··· Records shown ···

PR #3195, opened 2017-12-23
Allow non-block entities to explode

anuar2k:
### Contains

A modification of the ExplosionAuthoritySystem.
onDelayedExplosion event handler required the exploding entities to be a block. Now, with this modification, every entity which does have LocationComponent should be able to explode.

I have also made the DELAYED_EXPLOSION_ACTION_ID public to allow other systems use it, instead of statically defining it again in other places (Minesweeper module is the perfect example).

### DIFF
--- a/modules/Core/src/main/java/org/terasology/logic/actions/ExplosionAuthoritySystem.java
+++ b/modules/Core/src/main/java/org/terasology/logic/actions/ExplosionAuthoritySystem.java
@@ -16,6 +16,8 @@
 package org.terasology.logic.actions;
 
 import com.google.common.collect.Lists;
+import org.slf4j.Logger;
+import org.slf4j.LoggerFactory;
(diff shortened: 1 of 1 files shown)


GooeyHub:

modules/Core/src/main/java/org/terasology/logic/actions/ExplosionAuthoritySystem.java
```diff
@@ -16,6 +16,8 @@
 package org.terasology.logic.actions;
 
 import com.google.common.collect.Lists;
+import org.slf4j.Logger;
```
skaldarnar: These imports are unused and can be removed.

GooeyHub:

skaldarnar:
We discussed some further changes to the explosion authority system on slack. Will keep those for later after some more discussion on the interfaces and components that should be available.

···

*Your objective*: In the entries above, find each line containing the string "have" and copy it.

*Written solution*:
onDelayedExplosion event handler required the exploding entities to be a block. Now, with this modification, every entity which does have LocationComponent should be able to explode.
I have also made the DELAYED_EXPLOSION_ACTION_ID public to allow other systems use it, instead of statically defining it again in other places (Minesweeper module is the perfect example).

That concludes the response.